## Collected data
•••••

PR #1638, opened 2021-12-13
OpenStack: Move floating IP functions to use network service instead of nova

micafer:
### Description

See #1636.
Also some code improvements have been made.

### Status

- done, ready for review

- [ ] Documentation


Kami:
It would be good if you could also add an upgrade notes entry on this change with a short example of how the updated / new code looks like.

libcloud/compute/drivers/openstack.py
```diff
@@ -4441,6 +4510,74 @@ def __repr__(self):
...
+    def __init__(self, id, ip_address, pool, node_id=None, driver=None, extra=None):
+        self.id = str(id)
+        self.ip_address = ip_address
+        self._pool = pool
+        self._node_id = node_id
+        self.driver = driver
+        self.extra = extra if extra else {}
+
+    @property
+    def pool(self):
```
Kami: Hm, looks like this method will always try to perform the API call (``ex_get_network()``) on subsequent calls even if the code throws an exception and ``self._pool`` is not populated.

It looks like it's similar story with ``node_id`` property.

I wonder if there is something we could to improve that to avoid surprises - if it was regular method, I would be fine with it, but with a variable / property, this call time overhead is kinda hidden and could be substantial in case operation which is triggered when ``self._pool`` is not populated yet gets called on each property access because that internal variable wasn't populated for some reason (exception or similar).

I guess one simple option would be to simplify set that variable to None on error and return that in case of an error (and use some other special marker value for "not set"). That would only really work though if the underlying operation is synchronous and there is no chance for network errors or other similar exceptions.

Kami: Another even simpler option may be to not use a property but a method named ``get_pool()`` and ``get_node_id()`` - this makes it more obvious that the method call likely has a side affect.

Kami (approved):
I have some concerns / questions on the property potentially having expensive side affects on each property access during some edge cases, besides that, LGTM.

libcloud/compute/drivers/openstack.py
micafer: Finally I used simpler option.

libcloud/compute/drivers/openstack.py
```diff
@@ -4330,6 +4331,74 @@ def ex_del_server_group(self, server_group):
...
+    def ex_create_floating_ip(self, ip_pool):
+        """
+        Create new floating IP. The ip_pool attribute is optional only if your
+        infrastructure has only one IP pool available.
+        :param      ip_pool: name or id of the floating IP pool
+        :type       ip_pool: ``str``
+        :rtype: :class:`OpenStack_2_FloatingIpAddress`
+        """
+        for pool in self.ex_list_floating_ip_pools():
+            if ip_pool == pool.name or ip_pool == pool.id:
```
dpeschman: If ip_pool is None, as the docstring suggests should be possible if the infrastructure has only one pool, I do not think this implementation would create the IP.

CHANGES.rst
```diff
@@ -25,6 +25,20 @@ Compute
...
 
+- [OpenStack] OpenStack: Move floating IP functions to use network service
+  instead of nova.
+
+  This change affects all the floating ip related functions of the
+  ``OpenStack_2_NodeDriver`` class. Two new classes have been added
+  ``OpenStack_2_FloatingIpPool`` and ``OpenStack_2_FloatingIpAddress``.
+  The main change applies to the FloatingIP class where ``node_id``
+  property cannot be directly obtained from FloatingIP information and it
+  must be get from the related Port information with the ``get_node_id``
```
dpeschman: I think "must be get" should be "must be got" or "must be gotten".

libcloud/compute/drivers/openstack.py
```diff
@@ -4441,6 +4510,64 @@ def __repr__(self):
...
+                net = None
+            if net:
+                self.pool = OpenStack_2_FloatingIpPool(
+                    net.id, net.name, self.driver.network_connection
+                )
+        return self.pool
+
+    def get_node_id(self):
+        if not self.node_id:
+            # if not is not set, get it from port_details
```
dpeschman: "if not" > "if node_id"

libcloud/compute/drivers/openstack.py
micafer: You are right. Fixed in new commit.

CHANGES.rst
micafer: You are right. Fixed in new commit.

libcloud/compute/drivers/openstack.py
micafer: I don't get your point here ...

dpeschman: Sorry. This phrase "if not is not set" - I think you meant "if node_id is not set".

•••••

## Work task
Show every line of the data in which the word "have" appears.

## Result of the exercise
Also some code improvements have been made.
I have some concerns / questions on the property potentially having expensive side affects on each property access during some edge cases, besides that, LGTM.
+  ``OpenStack_2_NodeDriver`` class. Two new classes have been added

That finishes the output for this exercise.